To mark the centenary of the Bolshevik Revolution The New York Times has been running a series called Red Century. In the spirit of its Pulitzer-Prize winning Moscow correspondent and fellow-traveler in the thirties, Walter Duranty, the articles in the main are an exercise in rehabilitation rather than historical evaluation. Given communism’s historically unprecedented and copiously documented record of slaughter, torture, mass imprisonment, brutal occupation, and utter failure to achieve its workers’ paradise of justice and equality, the question why the Times would attempt to mitigate the evil of a totalitarian ideology that led to 100 million dead cries out for an answer.

Communism … was taken not as a political philosophy, but as a scientific discovery that only the irrational, the evil, or those blinded by bourgeois “false consciousness” would reject. … Communism was about progress, optimism for the future, and the liberation of humans from social and political bondage by improving the economic and social conditions of human life. It had “an inherent optimism for the future”, as one Times article gushed. This notion that humans can be shaped and improved by rational technique still remains a dominant sensibility in the West, which explains the continuing hold of leftist ideology. From Obama’s 2012 campaign slogan “Forward”, a traditional leftist motto, to the fads of “behavioral science” like “implicit bias,” our world is still enthralled to this superstition that “human sciences” can improve life …

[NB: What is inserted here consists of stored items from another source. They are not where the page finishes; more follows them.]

Issue #8098, opened 2022-12-27
Introduce a way to get description of existing space


ImeevMA:
At present, it is not possible to obtain a complete description of an existing space. Some of the information can be retrieved by means such as selecting from `_space` and `_index` or by using various pragmas. However, some pragmas no longer work properly, such as `foreign_key_list`. Thus, we need a way to get complete information about the existing space. One suggested way is to use the new `SHOW CREATE TABLE` operator.

PR #8451, opened 2023-03-16
sql: introduce SHOW CREATE TABLE statement

ImeevMA:
This patch introduces the SHOW CREATE TABLE statement. This statement can be used to obtain a description of a space in the form of a corresponding CREATE TABLE statement.

Part of #8098

@TarantoolBot document
Title: SHOW CREATE TABLE statement

Statement can be used to obtain a description of a space in the form of a corresponding CREATE TABLE statement.

There is two syntax for SHOW CREATE TABLE statement: 1) Get description of single space:
```
SHOW CREATE TABLE table_name;
```

2) Get descriptions of all available non-system spaces:
```
SHOW CREATE TABLE;
```

### DIFF
--- a/changelogs/unreleased/gh-8098-show-create-table.md
+++ b/changelogs/unreleased/gh-8098-show-create-table.md
@@ -1,0 +1,3 @@
+## feature/sql
+
+* Introduced the `SHOW CREATE TABLE` statement (gh-8098).
--- a/src/box/sql/build.c
+++ b/src/box/sql/build.c
@@ -3395,3 +3395,69 @@ sql_setting_set(struct Parse *parse_context, struct Token *name,
 	sqlVdbeAddOp4(vdbe, OP_SetSession, target, 0, 0, key, P4_DYNAMIC);
 	return;
 }
+
+/** Emit VDBE instructions for "SHOW CREATE TABLE table_name;" statement. */
+void
+sql_emit_show_create_table_one(struct Parse *parse, struct Token *name)
+{
+	struct Vdbe *v = sqlGetVdbe(parse);
+	char *space_name = sql_name_from_token(name);
+	sqlVdbeSetNumCols(v, 2);
+	vdbe_metadata_set_col_name(v, 0, "STATEMENTS");
+	vdbe_metadata_set_col_type(v, 0, "array");
+	vdbe_metadata_set_col_name(v, 1, "ERRORS");
+	vdbe_metadata_set_col_type(v, 1, "array");
+
+	int cursor = parse->nTab++;
+	int space_reg = ++parse->nMem;
+	int name_reg = ++parse->nMem;
+	sqlVdbeAddOp2(v, OP_OpenSpace, space_reg, BOX_VSPACE_ID);
+	sqlVdbeAddOp3(v, OP_IteratorOpen, cursor, 2, space_reg);
+	sqlVdbeChangeP5(v, OPFLAG_SEEKEQ);
+	sqlVdbeAddOp4(v, OP_String8, 0, name_reg, 0, space_name, P4_DYNAMIC);
+	int addr1 = sqlVdbeAddOp4Int(v, OP_SeekGE, cursor, 0, name_reg, 1);
+	int addr2 = sqlVdbeAddOp4Int(v, OP_IdxGT, cursor, 0, name_reg, 1);
+	int space_id_reg = ++parse->nMem;
+	sqlVdbeAddOp3(v, OP_Column, cursor, BOX_SPACE_FIELD_ID, space_id_reg);
+	int result_reg = ++parse->nMem;
+	++parse->nMem;
+	sqlVdbeAddOp2(v, OP_ShowCreateTable, space_id_reg, result_reg);
+	sqlVdbeAddOp2(v, OP_ResultRow, result_reg, 2);
+	int addr3 = sqlVdbeAddOp0(v, OP_Goto);
+	sqlVdbeJumpHere(v, addr1);
+	sqlVdbeJumpHere(v, addr2);
+
+	char *err = sqlMPrintf(tnt_errcode_desc(ER_NO_SUCH_SPACE), space_name);
+	sqlVdbeAddOp4(v, OP_SetDiag, ER_NO_SUCH_SPACE, 0, 0, err, P4_DYNAMIC);
+	sqlVdbeAddOp2(v, OP_Halt, -1, ON_CONFLICT_ACTION_ABORT);
+	sqlVdbeJumpHere(v, addr3);
+}
+
+/** Emit VDBE instructions for "SHOW CREATE TABLE;" statement. */
+void
+sql_emit_show_create_table_all(struct Parse *parse)
+{
+	struct Vdbe *v = sqlGetVdbe(parse);
+	sqlVdbeSetNumCols(v, 2);
+	vdbe_metadata_set_col_name(v, 0, "STATEMENTS");
+	vdbe_metadata_set_col_type(v, 0, "array");
+	vdbe_metadata_set_col_name(v, 1, "ERRORS");
+	vdbe_metadata_set_col_type(v, 1, "array");
+
+	int cursor = parse->nTab++;
+	int space_reg = ++parse->nMem;
+	int key_reg = ++parse->nMem;
+	sqlVdbeAddOp2(v, OP_OpenSpace, space_reg, BOX_VSPACE_ID);
+	sqlVdbeAddOp3(v, OP_IteratorOpen, cursor, 0, space_reg);
+	sqlVdbeAddOp2(v, OP_Integer, BOX_SYSTEM_ID_MAX, key_reg);
+	int addr1 = sqlVdbeAddOp4Int(v, OP_SeekGT, cursor, 0, key_reg, 1);
+	int space_id_reg = ++parse->nMem;
+	int addr2 = sqlVdbeAddOp3(v, OP_Column, cursor, BOX_SPACE_FIELD_ID,
+				  space_id_reg);
+	int result_reg = ++parse->nMem;
+	++parse->nMem;
+	sqlVdbeAddOp2(v, OP_ShowCreateTable, space_id_reg, result_reg);
+	sqlVdbeAddOp2(v, OP_ResultRow, result_reg, 2);
+	sqlVdbeAddOp2(v, OP_Next, cursor, addr2);
+	sqlVdbeJumpHere(v, addr1);
+}
--- a/src/box/sql/show.c
+++ b/src/box/sql/show.c
@@ -1,0 +1,496 @@
+/*
+ * SPDX-License-Identifier: BSD-2-Clause
+ *
+ * Copyright 2010-2023, Tarantool AUTHORS, please see AUTHORS file.
+ */
+#include <ctype.h>
+
+#include "sqlInt.h"
+#include "mem.h"
+#include "box/schema.h"
+#include "box/sequence.h"
+#include "box/coll_id_cache.h"
+#include "box/tuple_constraint_def.h"
+
+/** An objected used to accumulate a statement. */
+struct sql_desc {
+	/** Accumulate the string representation of the statement. */
+	struct StrAccum acc;
+	/** MEM where the array of compiled statements should be inserted. */
+	struct Mem *ret;
+	/** MEM where the array of compiled errors should be inserted. */
+	struct Mem *err;
+	/** Array of compiled but not encoded statements. */
+	char **statements;
+	/** Array of compiled but not encoded errors. */
+	char **errors;
+	/** Number of compiled statements. */
+	uint32_t statement_count;
+	/** Number of compiled errors. */
+	uint32_t error_count;
+};
+
+/** Initialize the object used to accumulate a statement. */
+static void
+sql_desc_initialize(struct sql_desc *desc, struct Mem *ret, struct Mem *err)
+{
+	sqlStrAccumInit(&desc->acc, NULL, 0, SQL_MAX_LENGTH);
+	desc->statements = NULL;
+	desc->statement_count = 0;
+	desc->errors = NULL;
+	desc->error_count = 0;
+	desc->ret = ret;
+	desc->err = err;
+}
+
+/** Append a new string to the object used to accumulate a statement. */
+CFORMAT(printf, 2, 3) static void
+sql_desc_append(struct sql_desc *desc, const char *fmt, ...)
+{
+	va_list ap;
+	va_start(ap, fmt);
+	sqlVXPrintf(&desc->acc, fmt, ap);
+	va_end(ap);
+}
+
+/** Append a name to the object used to accumulate a statement. */
+static void
+sql_desc_append_name(struct sql_desc *desc, const char *name)
+{
+	char *escaped = sql_escaped_name_new(name);
+	assert(escaped[0] == '"' && escaped[strlen(escaped) - 1] == '"');
+	char *normalized = sql_normalized_name_new(name, strlen(name));
+	if (isalpha(name[0]) && strlen(escaped) == strlen(name) + 2 &&
+	    strcmp(normalized, name) == 0)
+		sqlXPrintf(&desc->acc, "%s", normalized);
+	else
+		sqlXPrintf(&desc->acc, "%s", escaped);
+	sql_xfree(normalized);
+	sql_xfree(escaped);
+}
+
+/** Append a new error to the object used to accumulate a statement. */
+static void
+sql_desc_error(struct sql_desc *desc, const char *type, const char *name,
+	       const char *error)
+{
+	char *str = sqlMPrintf("Problem with %s '%s': %s.", type, name, error);
+	uint32_t id = desc->error_count;
+	++desc->error_count;
+	uint32_t size = desc->error_count * sizeof(desc->errors);
+	desc->errors = sql_xrealloc(desc->errors, size);
+	desc->errors[id] = str;
+}
+
+/** Complete the statement and add it to the array of compiled statements. */
+static void
+sql_desc_finish_statement(struct sql_desc *desc)
+{
+	char *str = sqlStrAccumFinish(&desc->acc);
+	sqlStrAccumInit(&desc->acc, NULL, 0, SQL_MAX_LENGTH);
+	uint32_t id = desc->statement_count;
+	++desc->statement_count;
+	uint32_t size = desc->statement_count * sizeof(desc->statements);
+	desc->statements = sql_xrealloc(desc->statements, size);
+	desc->statements[id] = str;
+}
+
+/** Finalize a described statement. */
+static void
+sql_desc_finalize(struct sql_desc *desc)
+{
+	sqlStrAccumReset(&desc->acc);
+	if (desc->error_count > 0) {
+		uint32_t size = mp_sizeof_array(desc->error_count);
+		for (uint32_t i = 0; i < desc->error_count; ++i)
+			size += mp_sizeof_str(strlen(desc->errors[i]));
+		char *buf = sql_xmalloc(size);
+		char *end = mp_encode_array(buf, desc->error_count);
+		for (uint32_t i = 0; i < desc->error_count; ++i) {
+			end = mp_encode_str0(end, desc->errors[i]);
+			sql_xfree(desc->errors[i]);
+		}
+		sql_xfree(desc->errors);
+		assert(end - buf == size);
+		mem_set_array_allocated(desc->err, buf, size);
+	} else {
+		mem_set_null(desc->err);
+	}
+
+	uint32_t size = mp_sizeof_array(desc->statement_count);
+	for (uint32_t i = 0; i < desc->statement_count; ++i)
+		size += mp_sizeof_str(strlen(desc->statements[i]));
+	char *buf = sql_xmalloc(size);
+	char *end = mp_encode_array(buf, desc->statement_count);
+	for (uint32_t i = 0; i < desc->statement_count; ++i) {
+		end = mp_encode_str0(end, desc->statements[i]);
+		sql_xfree(desc->statements[i]);
+	}
+	sql_xfree(desc->statements);
+	assert(end - buf == size);
+	mem_set_array_allocated(desc->ret, buf, size);
+}
+
+/** Add a field foreign key constraint to the statement description. */
+static void
+sql_describe_field_foreign_key(struct sql_desc *desc,
+			       const struct tuple_constraint_def *cdef)
+{
+	assert(cdef->type == CONSTR_FKEY && cdef->fkey.field_mapping_size == 0);
+	const struct space *foreign_space = space_by_id(cdef->fkey.space_id);
+	assert(foreign_space != NULL);
+	const struct tuple_constraint_field_id *field = &cdef->fkey.field;
+	if (field->name_len == 0 &&
+	    field->id >= foreign_space->def->field_count) {
+		const char *err = "foreign field is unnamed";
+		sql_desc_error(desc, "foreign key", cdef->name, err);
+		return;
+	}
+
+	const char *field_name = field->name_len > 0 ? field->name :
+				 foreign_space->def->fields[field->id].name;
+	sql_desc_append(desc, " CONSTRAINT ");
+	sql_desc_append_name(desc, cdef->name);
+	sql_desc_append(desc, " REFERENCES ");
+	sql_desc_append_name(desc, foreign_space->def->name);
+	sql_desc_append(desc, "(");
+	sql_desc_append_name(desc, field_name);
+	sql_desc_append(desc, ")");
+}
+
+/** Add a tuple foreign key constraint to the statement description. */
+static void
+sql_describe_tuple_foreign_key(struct sql_desc *desc,
+			       const struct space_def *def, int i)
+{
+	struct tuple_constraint_def *cdef = &def->opts.constraint_def[i];
+	assert(cdef->type == CONSTR_FKEY && cdef->fkey.field_mapping_size > 0);
+	const struct space *foreign_space = space_by_id(cdef->fkey.space_id);
+	assert(foreign_space != NULL);
+	bool is_error = false;
+	for (uint32_t i = 0; i < cdef->fkey.field_mapping_size; ++i) {
+		const struct tuple_constraint_field_id *field =
+			&cdef->fkey.field_mapping[i].local_field;
+		if (field->name_len == 0 &&
+		    field->id >= foreign_space->def->field_count) {
+			sql_desc_error(desc, "foreign key", cdef->name,
+				       "local field is unnamed");
+			is_error = true;
+		}
+		field = &cdef->fkey.field_mapping[i].foreign_field;
+		if (field->name_len == 0 &&
+		    field->id >= foreign_space->def->field_count) {
+			sql_desc_error(desc, "foreign key", cdef->name,
+				       "foreign field is unnamed");
+			is_error = true;
+		}
+	}
+	if (is_error)
+		return;
+
+	assert(def->field_count != 0);
+	sql_desc_append(desc, ",\nCONSTRAINT ");
+	sql_desc_append_name(desc, cdef->name);
+	sql_desc_append(desc, " FOREIGN KEY(");
+	for (uint32_t i = 0; i < cdef->fkey.field_mapping_size; ++i) {
+		const struct tuple_constraint_field_id *field =
+			&cdef->fkey.field_mapping[i].local_field;
+		const char *field_name = field->name_len != 0 ? field->name :
+					 def->fields[field->id].name;
+		if (i > 0)
+			sql_desc_append(desc, ", ");
+		sql_desc_append_name(desc, field_name);
+	}
+
+	sql_desc_append(desc, ") REFERENCES ");
+	sql_desc_append_name(desc, foreign_space->def->name);
+	sql_desc_append(desc, "(");
+	for (uint32_t i = 0; i < cdef->fkey.field_mapping_size; ++i) {
+		const struct tuple_constraint_field_id *field =
+			&cdef->fkey.field_mapping[i].foreign_field;
+		assert(field->name_len != 0 || field->id < def->field_count);
+		const char *field_name = field->name_len != 0 ? field->name :
+					 def->fields[field->id].name;
+		if (i > 0)
+			sql_desc_append(desc, ", ");
+		sql_desc_append_name(desc, field_name);
+	}
+	sql_desc_append(desc, ")");
+}
+
+/** Add a field check constraint to the statement description. */
+static void
+sql_describe_field_check(struct sql_desc *desc, const char *field_name,
+			 const struct tuple_constraint_def *cdef)
+{
+	assert(cdef->type == CONSTR_FUNC);
+	const struct func *func = func_by_id(cdef->func.id);
+	if (func->def->language != FUNC_LANGUAGE_SQL_EXPR) {
+		sql_desc_error(desc, "check constraint", cdef->name,
+			       "wrong constraint expression");
+		return;
+	}
+	if (!func_sql_expr_has_single_arg(func, field_name)) {
+		sql_desc_error(desc, "check constraint", cdef->name,
+			       "wrong field name in constraint expression");
+		return;
+	}
+
+	sql_desc_append(desc, " CONSTRAINT ");
+	sql_desc_append_name(desc, cdef->name);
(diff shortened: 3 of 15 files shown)


src/box/sql/show.c
```diff
@@ -0,0 +1,415 @@
...
+		sql_err_append(desc, "Foreign key", cdef->name);
+		return;
+	}
+	sql_desc_append(desc, "", cdef->name);
+	const char *field_name = field->name_len != 0 ? field->name :
+				 foreign_space->def->fields[field->id].name;
+	sql_desc_append(desc, " CONSTRAINT \"%s\" REFERENCES \"%s\"(\"%s\")",
+			cdef->name, foreign_space->def->name, field_name);
+}
+
```
Gerold103, line 142: I would say this behaviour is quite unexpected:
```
tarantool> box.execute('SHOW CREATE TABLE "404"')
---
- metadata:
  - name: CREATE TABLE statement
    type: string
  rows: []
...
```
```
tarantool> s = box.schema.create_space('test')
---
...

tarantool> box.execute('SHOW CREATE TABLE "test"')
---
- metadata:
  - name: CREATE TABLE statement
    type: string
  rows:
  - ['/* Space "test" cannot be defined in this statement. */']
...
```
Why aren't these normal errors? Users have no sane way to see if the statement has failed. They would need to check in their code for no rows and for `/*` in the beginning of the statement?

src/box/sql/build.c
```diff
@@ -3389,3 +3389,55 @@ sql_setting_set(struct Parse *parse_context, struct Token *name,
...
+	sqlVdbeAddOp2(v, OP_Integer, BOX_SYSTEM_ID_MAX, key_reg);
+	int addr1 = sqlVdbeAddOp4Int(v, OP_SeekGT, cursor, 0, key_reg, 1);
+	int space_id_reg = ++parse->nMem;
+	int addr2 = sqlVdbeAddOp3(v, OP_Column, cursor, BOX_SPACE_FIELD_ID,
+				  space_id_reg);
+	int result_reg = ++parse->nMem;
+	sqlVdbeAddOp2(v, OP_ShowTable, space_id_reg, result_reg);
+	sqlVdbeAddOp2(v, OP_ResultRow, result_reg, 1);
+	sqlVdbeAddOp2(v, OP_Next, cursor, addr2);
+	sqlVdbeJumpHere(v, addr1);
```
Gerold103, line 3442: Why do you need so many additional opcodes if you anyway added `OP_ShowTable`? Couldn't space name simply be its direct argument?

Gerold103 (changes requested):
Thanks for the patch!

src/box/sql/show.c
```diff
@@ -0,0 +1,415 @@
...
+	assert(foreign_space != NULL);
+	const struct tuple_constraint_field_id *field = &cdef->fkey.field;
+	if (field->name_len > 0) {
+		uint32_t id;
+		uint32_t hash = field_name_hash(field->name, field->name_len);
+		if (tuple_fieldno_by_name(foreign_space->def->dict, field->name,
+					  field->name_len, hash, &id) != 0) {
+			sql_err_append(desc, "Foreign key", cdef->name);
+			return;
+		}
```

Of course, this optimism is predicated on a category error. Humans, each a unique individual endowed with a mind and free will, lie beyond the “complexity horizon”,  and so cannot be reduced to mere matter determined by the laws of physics or economic development, as Marx believed. Communism fails because it must diminish this human complexity so that people can be shoe-horned into the theory. It is reductive and simplistic, and necessarily dehumanizing. And dehumanization has ever been the precursor to mass murder and totalitarian tyranny. In the case of communism, its followers’ fanatical certainty that their beliefs were the fruit of objective “science” and the vehicle of universal human improvement, made it easier to ignore their own destructive passions and flaws, particularly their lust for power and domination; and to remove “by any means necessary” the stiff-necked opponents of humanity’s glorious future––the “eggs” that must be broken to make the communist “omelet,” as Walter Duranty reported in the Times in 1933.

But as the history of communism has shown, its road to utopia runs over mountains of corpses.

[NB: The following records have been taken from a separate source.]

Issue #8701, opened 2023-05-24
Regenerate `test/box-luatest/gh_6794_data`


locker:
The [directory](https://github.com/tarantool/tarantool/tree/cde911d0e0a65a17d39b5ac60bae2bc2fe63bead/test/box-luatest/gh_6794_data) contains snap and xlog files that are used to start a test instance. The files use an old schema (the schema was upgraded after they were generated). In the scope of #7149 we disable any DDL with an old schema version. The problem is luatest needs to grant permissions (which is a DDL operation) to run tests (it does it in the test server instance source file [here](https://github.com/tarantool/luatest/blob/89da427f8bb3bb66e01d2a7b5a9370d0428d8c52/luatest/server_instance.lua#L47)). As a result, the [test](https://github.com/tarantool/tarantool/blob/cde911d0e0a65a17d39b5ac60bae2bc2fe63bead/test/box-luatest/gh_6794_recover_nonmatching_xlogs_test.lua) fails while trying to start a test server instance.

To fix this issue, we need to regenerate the data files with `box.schema.user.grant('guest', 'super')`. Unfortunately, there's no script that could be used for this (like [this one](https://github.com/tarantool/tarantool/blob/cde911d0e0a65a17d39b5ac60bae2bc2fe63bead/test/box-luatest/upgrade/2.10.4/gen.lua), for example) so they have to be regenerated manually.

It'd be nice if in the scope of this ticket we'd also add a script that would regenerate the data files automatically.

locker:
Reassigning to the test author @sergepetrenko.

Please regenerate the contents of [`test/box-luatest/gh_6794_data`](https://github.com/tarantool/tarantool/tree/97c2c9a4fb58b058e7dedd420fce11a6f1ade21f/test/box-luatest/gh_6794_data) while granting super permissions to the guest user, like it was done here:

https://github.com/tarantool/tarantool/blob/97c2c9a4fb58b058e7dedd420fce11a6f1ade21f/test/box-luatest/upgrade/2.10.4/gen.lua#L3-L5

Then enable the test by removing the following line:

https://github.com/tarantool/tarantool/blob/97c2c9a4fb58b058e7dedd420fce11a6f1ade21f/test/box-luatest/gh_6794_recover_nonmatching_xlogs_test.lua#L18

Optional but very desirable: add a script that would generate the data files automatically.

locker:
[...]

PR #8705, opened 2023-05-25
box: disable DDL with old schema

### LINKED ISSUE #7149: Forbid DDL before `box.schema.upgrade` is called
We already track which schema version is needed for correct Tarantool operation.
The user sees the following message after upgrading the database:
```
2022-05-18 12:54:07.790 [9379] main/103/interactive load_cfg.lua:857 W> Your schema version is 1.10.2 while Tarantool 2.11.0-entrypoint-49-g9ce8798d1 requires a more recent schema version. Please, consider using box.schema.upgrade().
```

Having said that, Tarantool still allows the user to run ddl on a cluster with non-upgraded schema.
This leads to various unpredictable errrors (because the ddl code assumes the schema is already upgraded).

Example (trying to create a space on 2.11 Tarantool with 1.10 schema):
```
tarantool> box.schema.space.create('test')
---
- error: 'Tuple field 1 (id) type does not match one required by operation: expected
    unsigned, got nil'
...
```
Example (trying to drop a space on 2.8 Tarantool with 1.10 schema):
```
- error: 'builtin/box/schema.lua:515: attempt to index field ''space_id'' (a nil value)'
```

First of all, DDL on an old schema might return an unclear error. Like in the example above.
Secondly, DDL might complete without errors but produce erroneous results.
Lastly, when DDL fails on a non-upgraded schema, it might leave the schema in an incorrect state. DDL is not transactional currently (#600), and if the error is generated on some intermediate DDL step, the schema will be left in a partially changed state. And all further attempts to perform DDL will fail.

Let's forbid DDL altogether unless the user has the most recent schema version.

locker:
## Description

Executing DDL operations with an old (not upgraded) system schema is dangerous and might result in unexpected breakages. So we decided to explicitly forbid all DDL operations with an old system schema until `box.schema.upgrade()` is called.  Note, one can still call `box.schema` functions with an old schema provided they do nothing, for example, if an object is created with the `if_not_exists` flag and the object with same id already exists:

```lua
box.schema.create_space('test', {if_not_exists = true})
```

Otherwise an attempt to create a space with an old schema will raise an error like shown below:

```yaml
tarantool> box.schema.space.create('test')
---
- error: Your schema version is 1.6.8 while Tarantool
    3.0.0-entrypoint-262-g3eaba1cef686 requires a more recent
    schema version. Please, consider using box.schema.upgrade().
...
```

## Implementation details

We disable DDL by patching the existing on_replace_dd_system_space trigger callback installed for each system space so that now it raises an error in case the current schema version is less than the most recent one known to this build. Since to perform a schema upgrade we need to execute DDL, we suppress the error for the fiber that is currently running a schema upgrade. To achieve that, the upgrade script calls box_schema_upgrade_begin and box_schema_upgrade_end before starting and after completing a schema upgrade. The functions keep track of the fiber that is currently running a schema upgrade so that we can allow all DDL operations for it. We also allow DDL during recovery so that we can replay DDL statements written to the WAL.

Since there may be a bug in the `box.schema.upgrade` implementation, we export `box.internal.run_schema_upgrade`, which runs the given function as a schema upgrade script (allowing DDL). The user may use this function to recover after a schema upgrade failure.

## Note about the tests

A test server instance started by luatest grants permissions to the guest user so that luatest can execute commands on it. It means that if a test uses a generated snap file committed to the repository for a test server instance, it will fail because granting permissions is a DDL operation. To prevent this, we have to regenerate snap files so that they contain all required permissions. This works because a test server instance grants permissions with the `if_not_exists` flag.

The problem is that it isn't easy to regenerate the snap files for the following tests because there's no generator script:
 - `test/box-luatest/gh_6794_recover_nonmatching_xlogs_test.lua`
 - `test/box-luatest/gh_7974_force_recovery_bugs_test.lua`

So we temporarily disable these tests and file tickets to fix them, see #8701 #8702.

Other notes:
 - We drop `test/box-luatest/upgrade/2.9.1` and make the test using it use `test/box-luatest/upgrade/2.10.0` instead. We do this because 2.9.1 was never released and the earliest Tarantool version using the 2.9.1 schema version is 2.10.0. This shouldn't affect the test anyhow.
 - We drop the part of the `user_auth_history_last_modified_upgrade` test that checks that creating users/roles with an old schema works fine because this is forbidden now.
 - We wrap the code that creates a space with an old schema in the downgrade test in `box.internal.run_schema_upgrade`. Even though it's unsupported now, we still need to check that space creation works after a downgrade.

Closes #7149


alyapunov (approved):
LGTM,
Nit: `upgrde` -> `upgrade` in the commit message.

changelogs/unreleased/gh-7149-forbid-ddl-until-box-schema-upgrade.md
```diff
@@ -0,0 +1,4 @@
+## feature/core
+
+- Disabled DDL operations with an old system schema. Now you have to run
+  `box.schema.upgrade()` before you can execute any DDL operations (gh-7149).
```
Totktonada, line 4: It is a breaking change.

locker: You're right - my bad. Fix is here: https://github.com/tarantool/tarantool/pull/8708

So far, fairly good. But the writer goes on to mourn the passing of the old-time religion. He calls the increasing secularism of the Christianized countries “radical”. Radical secularism? Can there be a “moderate secularism”?

The second cultural transformation that has kept a failed and murderous ideology alive is the radical secularism of the last two centuries. The decline in faith created a vacuum of disbelief intolerable to human beings.

We are largely human, and do not find disbelief intolerable.

To us disbelief is freedom, and essential. To us, belief is a prison; doubt is freedom.

However, coming back to ideas on which we can agree with the writer, he goes on to point out the similarities between Communism and Christianity. As we ourselves have written about Communism being secular Christianity, we stay with him for a while.

Substitutes had to be found to explain existence and human nature, provide a meaningful narrative that identifies the good and the evil, and describe the destiny awaiting those who accepted the new revelation. Political religions, whether fascism, “blood and soil” nationalism, or communism, filled the spiritual emptiness of a secularizing age. But communism was more attractive and powerful than fascism, for it was the bedfellow of scientism, the other pseudo-religion of modernity that promised salvation, only in this world rather than the mythic “heaven” of oppressive and irrational religious belief.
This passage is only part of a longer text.